§ WHAT THE TASK REQUIRES
Lift out, unaltered, the lines of the material below between the line holding "PR #3462, opened 2016-04-22" and the line holding "OK to you? :)", counting both.

§ EXTRACTED DATA

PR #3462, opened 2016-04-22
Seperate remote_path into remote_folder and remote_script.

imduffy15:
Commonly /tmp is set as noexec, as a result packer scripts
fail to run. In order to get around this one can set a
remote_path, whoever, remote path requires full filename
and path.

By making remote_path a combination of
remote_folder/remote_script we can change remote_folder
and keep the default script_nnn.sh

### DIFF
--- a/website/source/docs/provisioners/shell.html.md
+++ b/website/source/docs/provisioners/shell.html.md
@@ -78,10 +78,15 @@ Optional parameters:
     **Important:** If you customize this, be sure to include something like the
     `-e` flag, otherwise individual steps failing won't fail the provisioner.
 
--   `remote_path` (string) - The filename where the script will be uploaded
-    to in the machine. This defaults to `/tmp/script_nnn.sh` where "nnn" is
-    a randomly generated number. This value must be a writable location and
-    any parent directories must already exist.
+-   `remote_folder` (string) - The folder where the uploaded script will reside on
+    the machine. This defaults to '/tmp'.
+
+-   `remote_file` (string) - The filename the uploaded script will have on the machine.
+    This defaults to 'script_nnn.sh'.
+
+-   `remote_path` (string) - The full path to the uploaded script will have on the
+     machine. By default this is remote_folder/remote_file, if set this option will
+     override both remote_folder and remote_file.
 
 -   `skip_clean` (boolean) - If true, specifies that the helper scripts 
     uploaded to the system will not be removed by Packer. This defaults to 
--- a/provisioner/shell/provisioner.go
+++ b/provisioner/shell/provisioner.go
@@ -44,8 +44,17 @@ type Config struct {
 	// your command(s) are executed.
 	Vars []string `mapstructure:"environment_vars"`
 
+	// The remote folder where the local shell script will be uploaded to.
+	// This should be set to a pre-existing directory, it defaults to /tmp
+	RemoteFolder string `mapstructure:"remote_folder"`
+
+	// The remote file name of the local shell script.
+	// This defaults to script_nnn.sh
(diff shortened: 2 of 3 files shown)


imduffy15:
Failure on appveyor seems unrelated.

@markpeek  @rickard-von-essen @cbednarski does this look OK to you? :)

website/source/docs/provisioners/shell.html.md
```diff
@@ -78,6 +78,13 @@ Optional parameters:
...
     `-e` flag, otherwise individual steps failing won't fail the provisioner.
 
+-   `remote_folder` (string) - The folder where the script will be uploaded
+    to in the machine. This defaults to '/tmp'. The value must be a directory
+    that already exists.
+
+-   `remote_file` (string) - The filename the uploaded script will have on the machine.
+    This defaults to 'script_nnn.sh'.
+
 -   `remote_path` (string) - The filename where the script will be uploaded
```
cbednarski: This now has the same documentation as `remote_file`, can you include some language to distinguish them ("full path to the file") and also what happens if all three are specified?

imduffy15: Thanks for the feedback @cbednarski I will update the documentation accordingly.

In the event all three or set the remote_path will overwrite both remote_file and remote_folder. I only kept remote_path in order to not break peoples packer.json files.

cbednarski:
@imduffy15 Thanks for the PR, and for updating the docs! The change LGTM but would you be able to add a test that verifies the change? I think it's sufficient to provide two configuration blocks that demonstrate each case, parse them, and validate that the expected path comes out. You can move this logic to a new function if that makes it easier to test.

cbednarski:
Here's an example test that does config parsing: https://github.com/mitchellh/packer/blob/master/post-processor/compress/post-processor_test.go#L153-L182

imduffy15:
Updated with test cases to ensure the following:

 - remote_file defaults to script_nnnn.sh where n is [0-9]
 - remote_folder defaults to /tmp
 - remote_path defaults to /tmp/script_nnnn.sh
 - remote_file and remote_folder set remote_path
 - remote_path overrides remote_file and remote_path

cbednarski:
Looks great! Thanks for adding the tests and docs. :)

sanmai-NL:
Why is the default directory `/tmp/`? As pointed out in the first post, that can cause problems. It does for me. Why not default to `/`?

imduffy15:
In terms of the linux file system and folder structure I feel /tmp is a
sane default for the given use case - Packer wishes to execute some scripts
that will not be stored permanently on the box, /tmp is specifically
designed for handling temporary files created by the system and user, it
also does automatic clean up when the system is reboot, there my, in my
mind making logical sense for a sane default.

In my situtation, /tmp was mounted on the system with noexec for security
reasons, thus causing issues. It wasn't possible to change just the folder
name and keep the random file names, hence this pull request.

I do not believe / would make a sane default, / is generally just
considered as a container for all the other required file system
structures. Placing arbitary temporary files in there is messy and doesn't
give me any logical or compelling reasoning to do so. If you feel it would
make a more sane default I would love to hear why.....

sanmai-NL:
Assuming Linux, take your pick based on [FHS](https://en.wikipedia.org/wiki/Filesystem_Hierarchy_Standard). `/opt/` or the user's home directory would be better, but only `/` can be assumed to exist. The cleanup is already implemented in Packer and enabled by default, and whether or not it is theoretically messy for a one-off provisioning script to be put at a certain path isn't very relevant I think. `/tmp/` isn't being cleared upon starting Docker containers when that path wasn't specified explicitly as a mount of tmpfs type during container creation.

--

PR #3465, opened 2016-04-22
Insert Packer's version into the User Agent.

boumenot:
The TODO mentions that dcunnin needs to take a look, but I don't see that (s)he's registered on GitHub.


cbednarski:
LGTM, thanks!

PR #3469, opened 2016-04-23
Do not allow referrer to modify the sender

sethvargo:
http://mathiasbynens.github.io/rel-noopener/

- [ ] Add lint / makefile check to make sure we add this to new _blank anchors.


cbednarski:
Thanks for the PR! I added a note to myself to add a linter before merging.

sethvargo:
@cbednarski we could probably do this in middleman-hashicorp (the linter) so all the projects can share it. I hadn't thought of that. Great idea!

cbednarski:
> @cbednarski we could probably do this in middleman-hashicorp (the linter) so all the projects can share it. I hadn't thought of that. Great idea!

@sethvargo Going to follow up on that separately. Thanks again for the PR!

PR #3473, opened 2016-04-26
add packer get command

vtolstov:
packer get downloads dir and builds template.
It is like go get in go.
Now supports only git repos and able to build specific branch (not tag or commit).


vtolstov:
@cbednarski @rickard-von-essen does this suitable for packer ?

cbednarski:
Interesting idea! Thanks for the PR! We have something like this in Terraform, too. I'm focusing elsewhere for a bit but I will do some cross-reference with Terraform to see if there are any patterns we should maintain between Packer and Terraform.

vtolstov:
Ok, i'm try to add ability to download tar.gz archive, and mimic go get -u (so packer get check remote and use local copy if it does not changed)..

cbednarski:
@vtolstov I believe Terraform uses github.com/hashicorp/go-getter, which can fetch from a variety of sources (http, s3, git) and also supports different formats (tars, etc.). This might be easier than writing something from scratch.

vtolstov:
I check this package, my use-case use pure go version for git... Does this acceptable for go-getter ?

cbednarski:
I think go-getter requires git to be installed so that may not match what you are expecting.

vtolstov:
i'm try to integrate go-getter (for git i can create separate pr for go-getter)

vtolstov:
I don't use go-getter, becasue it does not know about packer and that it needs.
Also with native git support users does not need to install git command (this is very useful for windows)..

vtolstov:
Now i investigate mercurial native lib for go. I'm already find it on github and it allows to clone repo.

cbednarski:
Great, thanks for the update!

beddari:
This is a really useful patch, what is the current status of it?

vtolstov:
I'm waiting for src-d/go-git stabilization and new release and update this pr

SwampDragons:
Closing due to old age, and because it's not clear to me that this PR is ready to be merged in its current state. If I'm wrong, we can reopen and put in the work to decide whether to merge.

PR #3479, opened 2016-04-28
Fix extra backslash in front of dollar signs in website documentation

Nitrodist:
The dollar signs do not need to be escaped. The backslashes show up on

...

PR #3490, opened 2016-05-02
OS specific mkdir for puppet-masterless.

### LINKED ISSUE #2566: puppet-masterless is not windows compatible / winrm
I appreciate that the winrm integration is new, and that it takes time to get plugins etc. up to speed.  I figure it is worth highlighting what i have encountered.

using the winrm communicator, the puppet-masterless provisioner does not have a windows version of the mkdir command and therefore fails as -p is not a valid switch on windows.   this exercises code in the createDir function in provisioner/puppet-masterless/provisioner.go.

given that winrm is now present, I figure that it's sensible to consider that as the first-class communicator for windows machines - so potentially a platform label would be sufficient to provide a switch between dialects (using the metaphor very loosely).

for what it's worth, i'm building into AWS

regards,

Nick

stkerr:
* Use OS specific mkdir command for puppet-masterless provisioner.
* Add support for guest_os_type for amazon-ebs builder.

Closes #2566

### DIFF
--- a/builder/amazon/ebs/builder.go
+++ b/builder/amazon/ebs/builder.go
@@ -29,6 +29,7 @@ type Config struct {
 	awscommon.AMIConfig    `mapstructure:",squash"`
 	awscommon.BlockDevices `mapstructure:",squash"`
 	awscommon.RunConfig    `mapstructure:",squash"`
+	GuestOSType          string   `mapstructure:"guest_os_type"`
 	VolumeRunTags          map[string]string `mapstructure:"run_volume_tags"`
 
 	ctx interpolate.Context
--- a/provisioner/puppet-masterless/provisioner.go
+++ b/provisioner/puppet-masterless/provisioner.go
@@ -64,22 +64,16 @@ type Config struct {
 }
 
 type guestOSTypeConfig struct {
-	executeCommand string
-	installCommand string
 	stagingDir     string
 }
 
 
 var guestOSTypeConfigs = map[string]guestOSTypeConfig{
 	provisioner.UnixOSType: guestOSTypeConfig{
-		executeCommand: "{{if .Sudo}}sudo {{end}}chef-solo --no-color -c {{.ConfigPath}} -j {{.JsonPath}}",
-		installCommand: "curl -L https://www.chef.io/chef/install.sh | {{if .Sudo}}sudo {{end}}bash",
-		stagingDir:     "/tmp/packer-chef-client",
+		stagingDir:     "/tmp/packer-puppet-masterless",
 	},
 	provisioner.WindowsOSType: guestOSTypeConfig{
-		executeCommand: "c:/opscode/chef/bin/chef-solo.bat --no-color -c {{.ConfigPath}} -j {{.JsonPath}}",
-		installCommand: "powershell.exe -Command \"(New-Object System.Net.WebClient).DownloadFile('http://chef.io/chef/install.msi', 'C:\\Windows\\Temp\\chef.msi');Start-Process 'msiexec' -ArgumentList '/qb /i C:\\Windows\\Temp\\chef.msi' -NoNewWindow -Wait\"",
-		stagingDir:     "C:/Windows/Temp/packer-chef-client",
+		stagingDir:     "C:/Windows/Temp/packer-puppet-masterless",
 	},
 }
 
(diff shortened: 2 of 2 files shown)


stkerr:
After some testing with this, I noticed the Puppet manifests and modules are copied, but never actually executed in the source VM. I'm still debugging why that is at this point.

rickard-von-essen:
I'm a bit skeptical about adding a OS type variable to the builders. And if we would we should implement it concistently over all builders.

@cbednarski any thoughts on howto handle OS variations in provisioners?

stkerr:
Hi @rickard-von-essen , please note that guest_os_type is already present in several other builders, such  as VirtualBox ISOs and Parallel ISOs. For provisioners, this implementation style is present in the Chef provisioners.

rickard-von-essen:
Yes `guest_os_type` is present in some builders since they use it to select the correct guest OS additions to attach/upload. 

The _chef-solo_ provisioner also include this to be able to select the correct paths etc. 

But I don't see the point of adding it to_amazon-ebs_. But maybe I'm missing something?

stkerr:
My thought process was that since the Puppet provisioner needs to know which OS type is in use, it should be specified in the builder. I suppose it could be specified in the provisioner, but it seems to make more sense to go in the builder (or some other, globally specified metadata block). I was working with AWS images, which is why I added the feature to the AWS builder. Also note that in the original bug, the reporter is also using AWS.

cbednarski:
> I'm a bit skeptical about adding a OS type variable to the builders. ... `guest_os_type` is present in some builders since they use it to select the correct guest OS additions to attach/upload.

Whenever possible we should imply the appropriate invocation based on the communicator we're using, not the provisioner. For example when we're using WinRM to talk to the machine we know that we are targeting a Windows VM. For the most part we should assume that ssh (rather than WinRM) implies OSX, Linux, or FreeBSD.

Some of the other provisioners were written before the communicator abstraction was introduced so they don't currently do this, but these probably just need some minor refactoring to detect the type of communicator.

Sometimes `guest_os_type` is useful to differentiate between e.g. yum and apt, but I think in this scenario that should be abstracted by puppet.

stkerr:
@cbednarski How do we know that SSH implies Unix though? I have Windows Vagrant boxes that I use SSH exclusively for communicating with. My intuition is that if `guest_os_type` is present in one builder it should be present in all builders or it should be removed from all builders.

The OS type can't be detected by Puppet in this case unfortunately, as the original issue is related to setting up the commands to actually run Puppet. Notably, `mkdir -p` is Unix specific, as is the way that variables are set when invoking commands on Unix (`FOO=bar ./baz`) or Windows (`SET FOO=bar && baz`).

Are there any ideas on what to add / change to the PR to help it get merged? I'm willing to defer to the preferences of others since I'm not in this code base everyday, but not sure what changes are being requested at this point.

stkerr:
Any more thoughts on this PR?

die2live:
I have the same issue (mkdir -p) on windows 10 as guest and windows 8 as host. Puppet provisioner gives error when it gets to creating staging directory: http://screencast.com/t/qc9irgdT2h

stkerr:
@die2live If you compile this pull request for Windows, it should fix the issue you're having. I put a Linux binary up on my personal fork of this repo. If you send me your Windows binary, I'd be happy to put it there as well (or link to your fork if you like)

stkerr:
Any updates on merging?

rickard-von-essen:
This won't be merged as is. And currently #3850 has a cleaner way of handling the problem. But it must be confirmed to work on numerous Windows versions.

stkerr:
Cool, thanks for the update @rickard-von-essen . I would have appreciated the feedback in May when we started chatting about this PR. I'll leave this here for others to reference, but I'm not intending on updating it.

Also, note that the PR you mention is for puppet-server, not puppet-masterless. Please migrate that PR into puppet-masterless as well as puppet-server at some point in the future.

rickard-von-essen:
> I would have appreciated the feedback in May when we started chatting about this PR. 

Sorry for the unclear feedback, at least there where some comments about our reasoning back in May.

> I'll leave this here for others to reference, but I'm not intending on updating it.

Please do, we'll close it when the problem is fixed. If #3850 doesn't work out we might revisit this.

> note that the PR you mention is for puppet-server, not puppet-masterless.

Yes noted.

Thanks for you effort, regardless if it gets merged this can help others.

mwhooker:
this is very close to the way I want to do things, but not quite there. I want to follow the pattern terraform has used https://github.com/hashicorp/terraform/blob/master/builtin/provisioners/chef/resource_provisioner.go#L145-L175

§ RESPONSE AREA
PR #3462, opened 2016-04-22
Seperate remote_path into remote_folder and remote_script.

imduffy15:
Commonly /tmp is set as noexec, as a result packer scripts
fail to run. In order to get around this one can set a
remote_path, whoever, remote path requires full filename
and path.

By making remote_path a combination of
remote_folder/remote_script we can change remote_folder
and keep the default script_nnn.sh

### DIFF
--- a/website/source/docs/provisioners/shell.html.md
+++ b/website/source/docs/provisioners/shell.html.md
@@ -78,10 +78,15 @@ Optional parameters:
     **Important:** If you customize this, be sure to include something like the
     `-e` flag, otherwise individual steps failing won't fail the provisioner.
 
--   `remote_path` (string) - The filename where the script will be uploaded
-    to in the machine. This defaults to `/tmp/script_nnn.sh` where "nnn" is
-    a randomly generated number. This value must be a writable location and
-    any parent directories must already exist.
+-   `remote_folder` (string) - The folder where the uploaded script will reside on
+    the machine. This defaults to '/tmp'.
+
+-   `remote_file` (string) - The filename the uploaded script will have on the machine.
+    This defaults to 'script_nnn.sh'.
+
+-   `remote_path` (string) - The full path to the uploaded script will have on the
+     machine. By default this is remote_folder/remote_file, if set this option will
+     override both remote_folder and remote_file.
 
 -   `skip_clean` (boolean) - If true, specifies that the helper scripts 
     uploaded to the system will not be removed by Packer. This defaults to 
--- a/provisioner/shell/provisioner.go
+++ b/provisioner/shell/provisioner.go
@@ -44,8 +44,17 @@ type Config struct {
 	// your command(s) are executed.
 	Vars []string `mapstructure:"environment_vars"`
 
+	// The remote folder where the local shell script will be uploaded to.
+	// This should be set to a pre-existing directory, it defaults to /tmp
+	RemoteFolder string `mapstructure:"remote_folder"`
+
+	// The remote file name of the local shell script.
+	// This defaults to script_nnn.sh
(diff shortened: 2 of 3 files shown)


imduffy15:
Failure on appveyor seems unrelated.

@markpeek  @rickard-von-essen @cbednarski does this look OK to you? :)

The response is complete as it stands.